Visual planning asks a model to generate the remaining steps of a procedure in natural language, given a partial video context and a goal. Progress is bottlenecked by annotation: clean labeled datasets are small and encode a single execution trajectory per example, while large-scale instructional corpora such as HowTo100M are noisy and unsuitable as a direct supervision source.

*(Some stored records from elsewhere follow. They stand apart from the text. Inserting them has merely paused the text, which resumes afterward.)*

PR #882, opened 2021-06-30
Bug 1977369: Prevent machine from stucking in Deleting phase on vSphere if related node object not found

lobziik:
Treat node as unreachable and proceed with vm deletion in case on vSphere if node object referenced in machine not found.


elmiko (approved):
this makes sense to me
/lgtm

RECIPE (Reward from Empirical Corpus of Instructional Procedure Examples) reframes this corpus as a verifier rather than a label source. Verifying whether a generated plan is temporally grounded in ASR transcripts is comparatively cheap and scales to millions of videos via precomputed text embeddings. We exploit this asymmetry by using grounding quality as a reward signal for GRPO, training the planner end-to-end.
Key contributions:
- Grounding-as-verification. We use instructional videos as verifiers for generated plans, optimizing a history-normalized GRPO reward across text- and video-conditioned planners.
- Strong empirical gains. RECIPE-RL improves all scales and benchmarks, outperforms supervised and pseudo-label training, transfers to video-token planning, and strengthens search-based planning.
- Open-ended evaluation. We introduce a seven-dataset, six-criterion LLM-judge evaluation and will release code plus an online server for open-dictionary visual planning.